Task description - Read the lines of the data below and retrieve those with "nice".
[Opening Available data section]
PR #795, opened 2024-05-10
Handle having multiple Swift toolchains on Windows

plemarquand:
It is possible for `which swift` to return multiple lines if the user has more than one Swift toolchain installed. Windows behavior is to use the first one, so we use it as well but also warn the user.

### DIFF
--- a/src/toolchain/toolchain.ts
+++ b/src/toolchain/toolchain.ts
@@ -285,7 +285,13 @@ export class SwiftToolchain {
                     }
                     case "win32": {
                         const { stdout } = await execFile("where", ["swift"]);
-                        swift = stdout.trimEnd();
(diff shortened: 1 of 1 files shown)


adam-fowler:
@compnerd, @tristanlabelle  what are your thoughts on this?

compnerd:
`where` on windows will return all the paths. Warning about the ambiguity makes sense.

The runtime is not ABI stable, so anything other than the single version installation seems fragile - there's no guarantee that the right runtime is being used. There's a desire to support multiple versions, which is why the installer has gained support for that, but the work to support parallel installs is incomplete.

This seems to be something which would be nice to support, indicating ambiguity seems like a positive, but we still have more work to do.

award999 (approved):

adam-fowler (approved):

PR #796, opened 2024-05-11
Only disable build tasks in swift versions less than v6

adam-fowler:
SwiftPM in Swift 6 and later does not allow for multiple processes to access the build folder and stalls them until it is available. So we don't need to disable build tasks.

I also added a relative path to the `Build tasks disabled` text when it is needed in a similar manner to the actual build tasks.


plemarquand (approved):

plemarquand:
Looks good to me, this is a nice little user experience improvement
[Closing Available data section]
Problem solution -
This seems to be something which would be nice to support, indicating ambiguity seems like a positive, but we still have more work to do.
Looks good to me, this is a nice little user experience improvement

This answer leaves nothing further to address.